■ PROBLEM DESCRIPTION
What lines below mention the word "DefaultConfig"? Copy each one.

■ SUPPLIED RECORDS

PR #445, opened 2020-01-22
Default Config object

shannynalayna:
Adds an initial DefaultConfig object behind a `config-default` feature flag.

### DIFF
--- a/splinterd/src/config/default.rs
+++ b/splinterd/src/config/default.rs
@@ -118,3 +118,79 @@ impl PartialConfigBuilder for DefaultConfig {
         return partial_config.with_database(self.database);
     }
 }
+
+#[cfg(test)]
+mod tests {
+    use super::*;
+
+    use std::time::Duration;
+
+    /// Asserts config values based on the default values.
+    fn assert_default_values(config: PartialConfig) {
+        assert_eq!(config.storage(), Some(String::from("yaml")));
+        assert_eq!(config.transport(), Some(String::from("raw")));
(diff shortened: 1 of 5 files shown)


peterschwarz:
This is now built off of #456, so it will have to wait for review until that is merged.

splinterd/src/config/default.rs
```diff
@@ -0,0 +1,112 @@
...
+// Unless required by applicable law or agreed to in writing, software
+// distributed under the License is distributed on an "AS IS" BASIS,
+// WITHOUT WARRANTIES OR CONDITIONS OF ANY KIND, either express or implied.
+// See the License for the specific language governing permissions and
+// limitations under the License.
+
+use std::path::Path;
+
+use crate::config::{PartialConfig, PartialConfigBuilder};
+use crate::{
```
vaporos: Localize these here; it is the only place the defaults should exist after we are done with the config changes. (This probably means having them in both places temporarily.)

splinterd/src/config/mod.rs
```diff
@@ -194,4 +257,24 @@ mod tests {
         // Compare the generated PartialConfig object against the expected values.
         assert_config_values(built_config);
     }
+
+    #[cfg(feature = "config-default")]
```
vaporos: This should go in the config::default::test module.

splinterd/src/config/default.rs
shannynalayna: Addressed. I re-imported them in main from the config module to avoid compiler warnings, which required further cfg attributes, but (as you said in your comment) this should be temporary.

■ EXERCISE OUTPUT
Adds an initial DefaultConfig object behind a `config-default` feature flag.
@@ -118,3 +118,79 @@ impl PartialConfigBuilder for DefaultConfig {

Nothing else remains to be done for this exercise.